API design experimentation

I’ve been toying with the freelist header file, seeing how to present two ideas I’ve had for a long time.

First is to add support for single-threaded use. This means you can flip the freelist into singlethreaded mode, from which point onwards only the thread which made the flip can use the freelist, until that thread flips it back to multithreaded mode, and then everyone else can join in again.

Singlethreaded mode is at least an order of magnitude faster than multithreaded mode used by a single thread; if you’re doing performance work, you simply cannot use a lock-free freelist in a single thread – it’s insane – but currently you’d have to, because if you did build up a single-threaded freelist, how would you get those elements into the lock-free freelist? (think also about stacks, queues, etc)

It also means the freelist can *in general* be used as a single-threaded freelist, which is often required. It also then provides support for scenarios like one thread building up a freelist and then throwing it over to a set of other threads (okay – not something you’d do so much with a freelist, but imagine a stack, or queue, etc, all of which should get the same treatment).

Providing a fully single-threaded mode provides the necessary functionality for the benchmark programme’s benchmark for the unbounded single/single queue.

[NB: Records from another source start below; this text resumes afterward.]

PR #1934, opened 2026-04-29
quiet bare top level opens

### LINKED ISSUE #1933: Old syntax is very awkward in interactive sessions in emacs
Old syntax is borderline unusable in emacs now. It used to be the case that one can just send the entire text to the HOL buffer in emacs and things would run smoothly. 
```
open HolKernel Parse boolLib bossLib;
open arithmeticTheory;

val _ = new_theory "test";


val _ = export_theory();
```
Now the bindings from the theories are printed, which takes a long time. 

This is not a critical bug in the sense that everyone should switch to the new Theory syntax. I am writing this issue to point  out that backwards compatibility is hurt.

digama0:
fixes #1933


mn200:
Thanks!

Second is being able to form freelist elements up into a chain of freelist elements, and then pushing the chain to the freelist, where that push regardless of the chain length occurs as a single atomic operation. So we’re offering write combining in the API.

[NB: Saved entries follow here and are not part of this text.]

PR #1936, opened 2026-05-01
Claude generated docs

mn200:
Documentation changes mostly generated by Claude.  Requested @digama0  and @dnezam as reviewers for the two "Overview" commits that attempt to document (in SML comments) the goalFrag/TacticParse "suite", and `tools/parsing`. 

I'm more than ready to be told Claude has been inaccurate, or even flat out wrong. 

I've tested locally at `build -t3` so I'm fairly confident nothing has broken.

Its summary of its commits:

## Summary

Two related strands of documentation work, organised into 12 commits
on top of `develop`:

1. **New `Overview` blocks** at the bottom of nine `.sig` files
   covering the HOL source-preprocessing pipeline, the tactic
   parser/linearizer, the interactive proof-fragment manager, and
   the per-theory persistent-value abstraction.
2. **Stale-comment cleanup** — four refreshes of comments that had
   drifted out of date, and six deletions of clearly-superseded code
   blocks preserved as comments.

Plus one related change: the long-standing "Test Cases" block at the
bottom of `src/finite_maps/enumTacs.sml` is promoted into
`src/finite_maps/selftest.sml` as proper `convtest` / `require_msg`
assertions, so regressions in those conversions now surface as build
failures.

Net diff: +1374 / −791. Verified with `bin/build -F -t` (full
sequence including selftests) at HEAD.

## New `Overview` documentation

Each block sits at the bottom of its `.sig`, banner-style, and
narrates the data model, design rationale, and groupings of API
entries — modelled on the existing exemplar in
`src/proofman/goalFrag.sig` (which is also brought into this branch
because it lived as an uncommitted local edit).

| File | Lines | Topic |
|---|---|---|
| `src/proofman/goalFrag.sig` | 87 | Interactive proof-fragment manager |
| `src/parse/TacticParse.sig` | 122 | Tactic-source parser, printer, and `tac_frag` linearised form |
| `tools/parsing/AttributeSyntax.sig` | 57 | `Theorem foo[attrs]:` bracketed-attribute parser |
| `tools/parsing/HOLSource.sig` | 67 | Top-level driver of the parse/expand/print pipeline |
| `tools/parsing/HOLSourceAST.sig` | 126 | AST datatypes, span discipline, `fileline` event-log machinery |
| `tools/parsing/HOLSourceExpand.sig` | 112 | Macro-expansion of HOL keywords (`Theorem`, `Definition`, `Theory`, …) |
| `tools/parsing/HOLSourceParser.sig` | 81 | Recursive-descent parser, scope/infix table, error reporters |
| `tools/parsing/HOLSourcePrinter.sig` | 81 | Span-aware token-stream emitter |
| `tools/parsing/HolParserOld.sig` | 112 | Legacy lex-driven translator (kept as a fallback / reference) |
| `src/parse/AncestryData.sig` | 169 | Per-theory persistent-value abstraction underpinning ThmSetData and friends |

## Stale-comment refreshes

| Commit | File | What was wrong |
|---|---|---|
| `778e160c4` | `src/HolSat/satConfig.sml` | Header pointed at `SatSolver.sml`; actual file is `SatSolvers.sml` |
| `778e160c4` | `src/HolSat/dimacsTools.sml` | Header described a global `sat_var_map` ref of type `(int * (term * int) set) ref`; current code threads a `(svm, sva)` Redblackmap pair |
| `778e160c4` | `src/parse/ParseDatatype.sml` | Single BNF described only the `id "of" <under_constr>` form; rewritten as two grammars (Hol_datatype `parse_phrase` style and Datatype-block `parse_hphrase` style) selected by the caller |
| `778e160c4` | `src/parse/Overload.sml` | Print-side described as a record-keyed map returning a single identifier; current type is an `LVTermNet` keyed by term shape with timestamp-based tie-breaking |
| `e1c103dfa` | `src/parse/Overload.sig` | `oi_strip_comb` comment claimed `SOME(f, args, pattern)`; signature shows `(term * term list) option` |
| `e1c103dfa` | `src/postkernel/Theory.sml` | "CREATE THE INITIAL THEORY SEGMENT" banner body referenced `timestamp` / `con_wrt_disk` fields that are no longer on the `segment` record (timestamps now live in a separate `metadata` ref) |
| `b7278dfa3` | `src/num/reduce/conv-old/Arithconv.sml` | Header implied outright supersedence; the file is in fact still selected (over the rewriting-based replacement in `../conv/`) by the OpenTheory logging kernel — clarified the kernel-conditional retention via `tools/sequences/core-theories` |
| `f9d24ab36` | `src/HolSmt/SmtLib_Parser.sml` | FIXME enumerated 5 supported commands "as of 2011-05-20"; the parser actually handles 10 (adds `set-info`, `declare-const`, `check-sat`, `get-proof`, `exit`) and explicitly rejects everything else |

## Deletions of superseded / dead code

| Commit | File | Lines | Why |
|---|---|---|---|
| `d30644e70` | `src/quotient/src/quotient.sml` | −275 | Block opening "It is now superceeded by the more general code for a partial equivalance"; body was the old normal-equivalence construction kept verbatim. `define_quotient_type` already routes through the partial-equivalence path |
| `d30644e70` | `src/HolSat/satTools.sml` | −5 | "isSuccess expected to be primitive in next release of Moscow ML" — Moscow ML caveat decades obsolete |
| `d30644e70` | `src/quantHeuristics/quantHeuristicsLibBase.sml` | −29 | 28-line block of commented-out REPL fragments including a tap into a non-existent `xxx` debug ref |
| `cdceb6641` | `src/datatype/EnumType.sml` | −143 | "Examples" block referencing `simpls` (no longer in `define_enum_type`'s result record) and `prove_initiality_thm`/`define_case`/`prove_cases_thm`/`case_cong_thm` (private to the structure). Couldn't be revived as-is; equivalent enum-shape coverage already exists via `Hol_datatype` tests in `src/datatype/selftest.sml` |
| `e2dda83f4` | `src/1/TypeBase.sml` | −90 | Two consecutive commented-out `pp_strip_case` implementations both flagged broken by their own comments; the active path uses `strip_case` directly via `term_pp.init_casesplit_munger` |
| `ca8e396a3` | `examples/miller/formalize/numContext.sml` | −23 | "old---hopefully obsolete" alternative `mod_mult_rewr`; live replacement directly above |

## Test promotion

`6b5b8ca02` ports the 161-line "Test Cases" comment block from
`src/finite_maps/enumTacs.sml` into the existing
`src/finite_maps/selftest.sml`. Each conversion now has a real
expected-output assertion (32 `convtest`, 6 `thmCheck`-via-`require_msg`
for the non-equational `OWL_*` / `set_TO_OWL` etc.) with outputs
captured from a one-off run in HOL. The original block also exercised
private helpers (`REVERS_CONV`, `smerge_*`, `incr_*`, `sinter_CONV`,
`sdiff_CONV`, `bt_to_ol_*`); those tests stay behind the structure
boundary and are dropped — the rest exercise the public `enumTacs` API.

## Decisions not acted on

A few candidates surfaced during the scan but were intentionally left:

- **`src/integer/CooperShell.sml:446`** — self-flagged "god-awful HACK"
  in `find_triangle_eliminable`; needs a real algorithm change rather
  than a comment fix, deferred.
- **`tools/mlyacc/*` and `tools/mllex/mllex.sml`** — preserved SML/NJ
  CVS revision-history blocks at file tops. Probably intentionally
  kept from the upstream import; no policy change here.
- **`src/metis/folTools.sml`** — `recent_fol_problems` ref initially
  flagged as "dead infrastructure", but `save_fol_problem` is in fact
  called from the same file (the ref defaults to `NONE` for a no-op
  but can be flipped at the REPL for ad-hoc debugging). Not stale,
  not changed.

## Test plan

- [x] `bin/build -t --seq=tools/sequences/upto-parallel` (core build) — green at HEAD
- [x] `bin/build -F -t` (full build + selftests) — green at HEAD; `finite-maps-selftest.log (3s) OK`, all 38 new assertions pass

## Notes for the reviewer

- The branch was started against `8bfa052cb` and `develop` has since
  advanced; a rebase or merge will be needed before merging.
- All commits include a `Co-Authored-By: Claude Opus 4.7 …` trailer.


tools/parsing/HOLSourceAST.sig
```diff
@@ -365,3 +365,129 @@ val updateCursor: cursor * int -> cursor
...
+
+      - 'exp separated = {args, seps, stop}
+        A comma/semicolon-separated list.  |seps| is normally
+        |args| - 1; |args| if a trailing separator was permitted (SML
+        extension, e.g. "[a, b,]"); 0 for synthetic lists.  A
+        separator entry of NONE marks an inserted separator from
+        parse-error repair.
+      - 'a seq = Empty | One of 'a | Many
+        Used wherever the surface allows zero, one, or
+        parenthesised-many items (e.g. tyvarseq, datatype tycons).
```
dnezam, line 402: I feel like these would be better at the actual declaration

tools/parsing/HOLSourceAST.sig
```diff
@@ -365,3 +365,129 @@ val updateCursor: cursor * int -> cursor
...
+        LetInEnd, App, AndAlso, OrElse, Handle, Raise, IfThenElse,
+        While, Case, Fn) plus the HOL quotation forms (HOLFullQuote,
+        HOLQuote) and #(LINE)/#(FILE) pragmas, and the synthetic
+        ExpExpansion / ExpEmpty / ExpBad markers.
+      - row : record-row entries (DotDotDot, LabEq, LabAs,
+        LabExpansion).
+      - dec : top-level declarations.  Standard SML
+        (DecVal/Fun/Type/Datatype/Abstype/Exception/Local/Open/Infix
+        /Infixr/Nonfix/Structure/Signature/Include/Sharing/Functor
+        /Exp), plus the HOL-extension declarations:
```
dnezam: I don't think there is much point in writing out the constructors in a comment, so this part can probably go

tools/parsing/HOLSourceAST.sig
```diff
@@ -365,3 +365,129 @@ val updateCursor: cursor * int -> cursor
...
+          HOLDefinition                       - Definition ... End
+          HOLDatatype                         - Datatype: ... End
+          HOLQuoteDecl                        - Quote id [= e]: ... End
+          HOLInductiveDecl                    - [Co]Inductive id: ...
+          HOLType                             - Type / Overload
+          HOLSimpleThm                        - Theorem id[attrs] = exp
+          HOLTheoremDecl                      - Theorem ... QED
+          HOLResume / HOLFinalise             - suspended-proof support
+          HOLLinePragmaWith / HOLFilePragmaWith
+                                              - #(LINE=...) / #(FILE=)
```
dnezam: In `HOLSourceAST.sml` and `HOLSourceAST.sig` at least there are examples for each of these (some of which I'd say are better), so these can go too

tools/parsing/HOLSourceAST.sig
```diff
@@ -365,3 +365,129 @@ val updateCursor: cursor * int -> cursor
...
+
+        plus DecMosmlPrimVal for Moscow ML compatibility, DecBad for
+        unparseable input, and DecExpansion as an "original ~> result"
+        wrapper produced by HOLSourceExpand.
+      - funarg, sigexp, strexp, qdecl : the structure / signature /
```
dnezam: The DecMosmlPrimVal can go, `DecBad` and `DecExpansion` are good but should probably go into the `sig`/`sml` file instead

tools/parsing/HOLSourceAST.sig
```diff
@@ -365,3 +365,129 @@ val updateCursor: cursor * int -> cursor
...
+        per-declaration attributes carried on Theorem / Definition /
+        Type / Resume / Finalise.  HOLAncestors and HOLLibs are the
+        two header forms.
+      - defn_label_id : labels inside DefinitionLabel
+        (HOLConjLabel for `[~name]`, HOLLabel for `[id]`).
+      - maybe_quoted : an identifier that may have been written either
+        bare (UnquotedId) or in double quotes (QuotedId).
+      - constraint : `:` vs `:>` for opaque vs transparent ascription.
+      - type_kw : selects between `type`, `eqtype`, and the Moscow ML
+        `prim_type` / `prim_eqtype` / `prim_EQtype` forms.
```
dnezam, line 450: Seems kind of pointless; I would remove this

tools/parsing/HOLSourceAST.sig
```diff
@@ -365,3 +365,129 @@ val updateCursor: cursor * int -> cursor
...
+
+    Construction helpers:
+
+      - mkIdent / mkString / mkInt / mkList / mkTuple / mkApp /
+        mkLabEq / mkRecord build synthetic nodes using a single
+        position parameter; the parser uses these when emitting
+        expansion results.
+      - decodeStr / encodeStr move between SML string literals and
```
dnezam, line 458: I would have hoped that the names are obvious enough; I would delete this too

tools/parsing/HOLSourceAST.sig
```diff
@@ -365,3 +365,129 @@ val updateCursor: cursor * int -> cursor
...
+        their raw character contents, handling \NNN / \uXXXX /
+        line-continuation escapes.
```
dnezam, line 460: Probably better at the declaration site

tools/parsing/HOLSourceAST.sig
```diff
@@ -365,3 +365,129 @@ val updateCursor: cursor * int -> cursor
...
+
+    Span accessors.  For each AST sort there is a *Stop (and where
+    useful *Start, *Span) function: idStop / idSpan, tyStart / tyStop
+    / tySpan, tybindStop, conbindStop, datbindStop, expStart /
+    expStop / expSpan, exbindStop, valbindStop, mosmlPrimvalbindStop,
+    sigexpStart / sigexpStop / sigexpSpan, strexpSpan, sigbindStop,
+    structbindStop, headerStop, decStart / decStop / decSpan,
+    functorbindStop.  These walk only as far as needed to find the
+    extent.
```
dnezam: Not particularly useful, would probably remove

tools/parsing/HOLSourceAST.sig
```diff
@@ -365,3 +365,129 @@ val updateCursor: cursor * int -> cursor
...
+    pointer that walks the event sequence; newCursor / updateCursor
+    advance it.  mkFileline body evts memoises a cursor and returns a
+    function (int -> fileline) that callers can use to translate an
+    arbitrary offset back to {file, line, col} -- amortised cheap when
+    queries arrive in roughly increasing offset order.
+
+    isOnlyComments tests whether a substring of the source consists
+    entirely of whitespace and (possibly nested) (* ... *) comments;
+    used by the printer and expander to decide where lossless
+    line-pragma insertions are safe.
```
dnezam: Maybe my search is broken, but it is only used in `HOLSourceExpand`, and there it is used in the context of inductive definitions that make use of labels. I would remove this

tools/parsing/HOLSourceAST.sig
```diff
@@ -365,3 +365,129 @@ val updateCursor: cursor * int -> cursor
...
+    (FileEvent, LineEvent, LineColEvent) capturing changes in the
+    file/line/col cursor as the input is consumed.  Each event carries
+    the character offset at which it takes effect; eventPos extracts
+    it.  Events are stored in an `events` record alongside the initial
+    filename, in a DArray for binary search.  A `cursor` is a stateful
+    pointer that walks the event sequence; newCursor / updateCursor
+    advance it.  mkFileline body evts memoises a cursor and returns a
+    function (int -> fileline) that callers can use to translate an
+    arbitrary offset back to {file, line, col} -- amortised cheap when
+    queries arrive in roughly increasing offset order.
```
dnezam, line 477: This is the part I don't know well, so I cannot say much about its correctness. At least it is not stating something obvious like "mkApp makes an App"

tools/parsing/HOLSourceExpand.sig
```diff
@@ -9,3 +9,115 @@ val expandDec:
...
+(* ----------------------------------------------------------------------
+    Overview
+   ----------------------------------------------------------------------
+
+    HOLSourceExpand is the macro-expansion stage of the source
+    pipeline: it takes a parsed HOLSourceAST.dec carrying the HOL-
+    specific surface forms (Theorem, Definition, Datatype, Inductive /
+    CoInductive, Type, Overload, Quote, Theory, Resume, Finalise, the
+    #(LINE=)/(FILE=) pragma variants, etc.) and rewrites it into pure
+    SML by emitting calls to the HOL kernel and library functions that
```
dnezam: Do we really call the HOL kernel? Maybe it is better to say that everything is desugared into function calls

tools/parsing/HOLSourceExpand.sig
```diff
@@ -9,3 +9,115 @@ val expandDec:
...
+             a sequence of `open`s grouped by qualified-vs-unqualified,
+             with structure aliases for each [alias=...] entry, and
+             optional HOL_Interactive open-bracketing
+      EndTheory  ~>  Theory.export_theory () (with optional
+                     Feedback.set_trace "TheoryPP.include_docs" 0
+                     before, when [no_sig_docs] was set on Theory)
+      Resume label[smlname=x, attrs]: tac QED
+          ~> val x = markerLib.resume {label_name, suspension_name} tac
+      Finalise id[attrs]
+          ~> val id = markerLib.finalise_suspended_thm "id[attrs]"
```
dnezam, line 86: Perhaps this is a matter of taste, but maybe one should just refer to unquote instead of running the risk of having outdated docs at some point

tools/parsing/HOLSourceExpand.sig
```diff
@@ -9,3 +9,115 @@ val expandDec:
...
+    keeping line directives anchored to the original source positions.
+
+    Inputs to expandDec:
+
+      - fileline : int -> fileline
+        Resolves a character offset to {file, line, col}.  Used to
+        choose between location-tagged versions of the runtime
+        helpers, e.g. boolLib.save_thm vs save_thm_at, Q.store_thm vs
+        store_thm_at, TotalDefn.qDefine vs located_qDefine, depending
+        on whether the source originates in a known file.
```
dnezam, line 39: Not sure about this part. Either way, does it really matter what it is used for?

tools/parsing/HOLSourceExpand.sig
```diff
@@ -9,3 +9,115 @@ val expandDec:
...
+      - parseError : int * int -> string -> unit
+        Reports any unrecognised or malformed attributes encountered
+        during expansion (e.g. unknown keys on [attrs], unsupported
+        argument shapes for [smlname], [induction], etc.).
```
dnezam: I feel like it missed the important part, namely that this is a function that takes a span and a message, which allows the user to decide what to do on failure. In particular, the use could raise an exception or delete your hard drive on parse errors

Example:
```
parseError (p, p + 2) "unicode escapes are not supported"
```

tools/parsing/HOLSourceExpand.sig
```diff
@@ -9,3 +9,115 @@ val expandDec:
...
+          ~> val id = markerLib.finalise_suspended_thm "id[attrs]"
+
+    Pure-SML decls are walked recursively rather than rewritten:
+    DecVal expands its expressions (treating top-level patterns
+    specially -- a top-level bare expression DecExp e becomes
+    `val it = e`, a non-top one becomes `val _ = e`), DecLocal /
+    DecStructure / DecSignature / DecFunctor / DecInclude descend
+    into their bodies, etc.  DecMosmlPrimVal becomes a vacuous
+    val-binding (Moscow ML's prim_val syntax loses its body).
+    DecBad turns into `val _ = raise Fail "malformed"`.
```
dnezam, line 95: People can read the code, this looks useless to me

tools/parsing/HOLSourceExpand.sig
```diff
@@ -9,3 +9,115 @@ val expandDec:
...
+
+    Expressions go through expandExp.  The notable transformation is
+    that SuccessorML "or-patterns" (Or {...}) are detected in
+    binding/pattern positions and either expanded into multiple match
+    arms (case / fn / handle), or rejected via parseError when they
+    appear somewhere multiple arms cannot be synthesised (val
+    bindings raise HasOrPat, which is caught and replaced with
+    ExpBad).
```
dnezam: It is indeed notable, and after looking at the code, I am not actually sure how Or patterns are handled.

tools/parsing/HOLSourceExpand.sig
```diff
@@ -9,3 +9,115 @@ val expandDec:
...
+      - magicBind, valPat, valWild, mkNameAttrs, mkLocString /
+        mkLocString' : internal builders for the common output shapes,
+        each parametrised by the position of the originating surface
+        token so generated decls inherit a sensible source span.
+
+    The result of expandDec preserves the AST shape and never rewrites
+    structure : the orig-bearing DecExpansion wrapper is the only
+    visible difference, and it carries enough information that
+    consumers can choose to display either the original surface text
+    or the elaborated SML.
```
dnezam, line 126: Does any of this matter?

tools/parsing/HOLSourceParser.sig
```diff
@@ -27,3 +27,84 @@ val parseSML: string -> (int -> string) ->
...
+    pre-populated with both the SML-basis infixes and the HOL tactic-
+    library operators -- THEN, THEN1, THENL, THEN_LT, THENC, ORELSE,
+    ORELSE_LT, ORELSEC, THEN_TCL, ORELSE_TCL, >>, >-, >|, >>>, >>-,
+    >~, >>~, >>~-, by, suffices_by, via, using, |->, |>, |>>, ?>, $,
+    --> and friends -- so that downstream tools see the same
+    associativity HOL programmers expect.  The parser updates the
+    scope as it encounters infix / infixr / nonfix declarations,
+    threading both inside and across local / structure / let blocks.
+
+    parseSML : string -> (int -> string) -> errSink -> scope -> result
```
dnezam, line 58: What is errSink? I don't think it should just randomly invent type abbreviations without saying so

tools/parsing/HOLSourceParser.sig
```diff
@@ -27,3 +27,84 @@ val parseSML: string -> (int -> string) ->
...
+      - filelineParseError print (body, events) : resolves spans to
+        file:line:col and emits compiler-style messages
+        ("foo.sml:12:34-12:40: parse error: ...").  This is what a
+        Holmake-driven build feeds in.
+
+    The parser is intentionally a single recursive-descent module,
+    not a parser-generator product; this is what makes it possible
+    to (a) feed input lazily and parse a declaration at a time, and
+    (b) recover from local syntax errors without abandoning the
+    rest of the file.
```
dnezam: Is (a) true though? Wasn't the previous lexer/parser/?? a parse-generator product but also lazy?

tools/parsing/HOLSourcePrinter.sig
dnezam, line 1: I haven't really worked on the printer, so I cannot say much on it. However, I get the impression that it mostly talks about obvious things, or is slightly inaccurate. For example, it says:
> This is what lets the printer
    reproduce the original line layout: as long as mkLine reports
    truthful line numbers (typically `#line o fileline` from the AST's
    event log), the printed text re-aligns to the source line breaks.

But suppose in the future there is a one-line construct that expands to 1000 lines; for some of the following constructs, the line numbers are going to wrong. This is just "best-effort".

dnezam (commented):
My impression is that most of it is unnecessary fluff or feels slightly inaccurate.

mn200:
Thanks for taking the time over this.  In one or two places, you mention that you think the comment is misplaced: that is my fault in that I deliberately asked for a big end-of-file overview comment.  I'll look into tweaking the other stuff you've identified.

tools/parsing/HOLSourceAST.sig
mn200: Deliberate per my top-level comment — keeping at EOF.

[Comment from Claude]

tools/parsing/HOLSourceAST.sig
mn200: Trimmed in 2c700585e — the verbose per-HOL-constructor surface-form list is gone; kept the dividing line between standard SML and HOL-extension decls plus the mention of `DecBad` / `DecExpansion`, which aren't surface forms.

[Comment from Claude]

tools/parsing/HOLSourceAST.sig
mn200: Yes, you're right — each HOL constructor already has the `(** Definition foo[attrs]: … *)` style annotation inline, so the duplicate one-liners at EOF were redundant. Dropped in 2c700585e; the Overview now points at the inline annotations instead.

[Comment from Claude]

tools/parsing/HOLSourceAST.sig
mn200: Partial — the explicit "Moscow ML compatibility" gloss for `DecMosmlPrimVal` is gone (the constructor is now just listed alongside the other SML ones). For `DecBad` / `DecExpansion`, see my top-level comment — keeping at EOF since they're the non-surface variants the dec-section reader most wants to know about. 2c700585e.

[Comment from Claude]

tools/parsing/HOLSourceAST.sig
mn200: Kept — `prim_type` / `prim_eqtype` / `prim_EQtype` aren't standard SML, and the note about Moscow ML lineage seemed worth keeping for readers who don't know that history.

[Comment from Claude]

tools/parsing/HOLSourceAST.sig
mn200: Kept — the names cover the broad strokes, but the `\NNN` / `\uXXXX` / line-continuation handling isn't obvious from `decodeStr` / `encodeStr` alone; that's the bit I wanted to surface.

[Comment from Claude]

tools/parsing/HOLSourceAST.sig
mn200: Deliberate per my top-level comment — keeping at EOF.

[Comment from Claude]

tools/parsing/HOLSourceAST.sig
mn200: Trimmed in 2c700585e — the exhaustive `*Stop` / `*Start` / `*Span` enumeration is gone; description now lists representative examples (`tyStart`/`tyStop`/`tySpan`, `expStart`/`expStop`/`expSpan`, `decStart`/`decStop`/`decSpan`) and the "walk only as far as needed" rationale.

[Comment from Claude]

tools/parsing/HOLSourceAST.sig
mn200: Noted, thanks — leaving the source-position-tracking section as-is. If you do spot inaccuracies on a closer pass, happy to revisit.

[Comment from Claude]

tools/parsing/HOLSourceAST.sig
mn200: Yes, my description was wrong on both counts — `isOnlyComments` has nothing to do with the printer or "line-pragma insertions". Its sole call site is `HOLSourceExpand`, filtering comment-only quote-literal fragments when splitting `Inductive` / `CoInductive` quotes at `DefinitionLabel` boundaries. Fixed in 2c700585e.

[Comment from Claude]

tools/parsing/HOLSourceExpand.sig
mn200: Yes, that overstated things — the expansion emits calls to library helpers (`Q.store_thm`, `TotalDefn.qDefine`, `Theory.new_theory`, `Parse.set_grammar_ancestry`, `IndDefLib.xHol_reln`, `markerLib.*`, etc.), not to the kernel proper. Reworded in 2c700585e.

[Comment from Claude]

tools/parsing/HOLSourceExpand.sig
mn200: Kept — the located vs non-located helper choice is the visible reason the `fileline` callback is parameterised in, so explaining that seemed worth keeping for someone reading the inputs section.

[Comment from Claude]

tools/parsing/HOLSourceExpand.sig
mn200: Yes, the previous wording only said "reports" rather than explaining the contract. Rewritten in 2c700585e: `parseError` is now described as a caller-supplied callback over `(span, message)`, with the caller picking the failure semantics (raise / log / accumulate) and the expander itself not aborting.

[Comment from Claude]

tools/parsing/HOLSourceExpand.sig
mn200: Kept — the surface→SML mapping is the part readers most often want to consult when reasoning about why a HOL declaration produced the SML it did, and a "see the source" pointer doesn't substitute well for inline expansion sketches. Happy to update specific entries if you spot drift.

[Comment from Claude]

tools/parsing/HOLSourceExpand.sig
mn200: Kept — the paragraph documents semantics that aren't obvious from the datatype declarations: top-level `DecExp e` ⇒ `val it = e` (non-top ⇒ `val _ = e`); `DecMosmlPrimVal` ⇒ vacuous binding (Moscow ML's `prim_val` loses its body); `DecBad` ⇒ `raise Fail "malformed"`. Reading `expandDec` reveals all of these, but having them stated saves the trip.

[Comment from Claude]

tools/parsing/HOLSourceExpand.sig
mn200: Tightened in 2c700585e — now reads "in `case`/`fn`/`handle` positions each alternative is duplicated across multiple match arms; in `val` bindings, where no such duplication is sound, the expander raises `HasOrPat`, catches it, reports through `parseError`, and emits `ExpBad`". Let me know if any of that is still inaccurate.

[Comment from Claude]

tools/parsing/HOLSourceExpand.sig
mn200: Kept — the paragraph captures the printer-relevant invariant ("expansion preserves AST shape; `orig` is preserved alongside `result`"), which is what lets consumers downstream choose to display the original surface text or the elaborated SML.

[Comment from Claude]

tools/parsing/HOLSourceParser.sig
mn200: Yes, the previous Overview wrote `errSink` in the type signature as if it were a defined SML abbreviation, but it's just prose shorthand. Fixed in 2c700585e: `errSink` is now explicitly called out as a prose-only abbreviation for `(DString.dstring * HOLSourceAST.events) -> int * int -> string -> unit`, and the full curried type is shown once.

[Comment from Claude]

tools/parsing/HOLSourceParser.sig
mn200: Fair — laziness / pull-style isn't actually a recursive-descent-vs-parser-generator distinction (it's an API property). Dropped that claim in 2c700585e; the section now keeps just the genuine point about hand-written recursive descent making local syntax-error recovery via `ExpBad` / `DecBad` / `right=NONE` closers straightforward.

[Comment from Claude]

tools/parsing/HOLSourcePrinter.sig
mn200: Yes, the previous wording overstated the guarantee — the printer can only emit forward newlines, so when a single surface line expands to many output lines (typical for a HOL declaration rewritten to a sequence of SML decls), the alignment overshoots and subsequent "jump to line N" requests become no-ops. Reframed in 2c700585e as best-effort, with the overshoot mode called out explicitly. For the rest of the Overview — happy to revise specific bits if you can flag where it's stating the obvious or being inaccurate.

[Comment from Claude]

mn200:
> Thanks for taking the time over this. In one or two places, you mention that you think the comment is misplaced: that is my fault in that I deliberately asked for a big end-of-file overview comment. I'll look into tweaking the other stuff you've identified.

And when I say “I’ll look into”, I mean, “I’ll get Claude to do it.”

I’ve done some actual like work!

Shock, horror, I’ve done some real work.

For two months now I’ve been working mainly on the re-write of a back-end system at work. It’s taken forever because it’s an office job, rather than working from home. It *should* have taken a week.

So this weekend I’ve been working on getting the benchmark back into operation. I’ve needed to modify the code so that the thread functions are stored on a per-thread basis, rather than on a per-benchmark basis, because I’ve introduced a benchmark for a single/single data structure – so I have now an enqueue thread and a dequeue thread, i.e. different thread functions – whereas before the threads all ran the same function.

I’ve done the code for this now (I can make it compile now, but I haven’t just yet) but it’s become clear I now need a single threaded freelist, so the enqueue thread in the queue callback function where it liberates emptied queue elements from the queue can return those elements to the freelist for the main queue thread to use.

This lines up with my long, long time wish to add single threaded functionality *in general* to the data structures. The reason for this is that it permits *amalgamation of operations* by a single thread – e.e. if a thread has a number of elements to push, it can combine them into a single local chain, and then push that – only one atomic operation.

In general, *elimination* (e.g. a push and a pop cancel each other out) *removes* load from the lock-free data structure, and *combination* acts to *reduce* load. Both are desireable.

So when this is done I’ll have a benchmark and so a gunplot for the unbounded, single reader/single writer queue. THis is an important data structure, because its performance is so very great.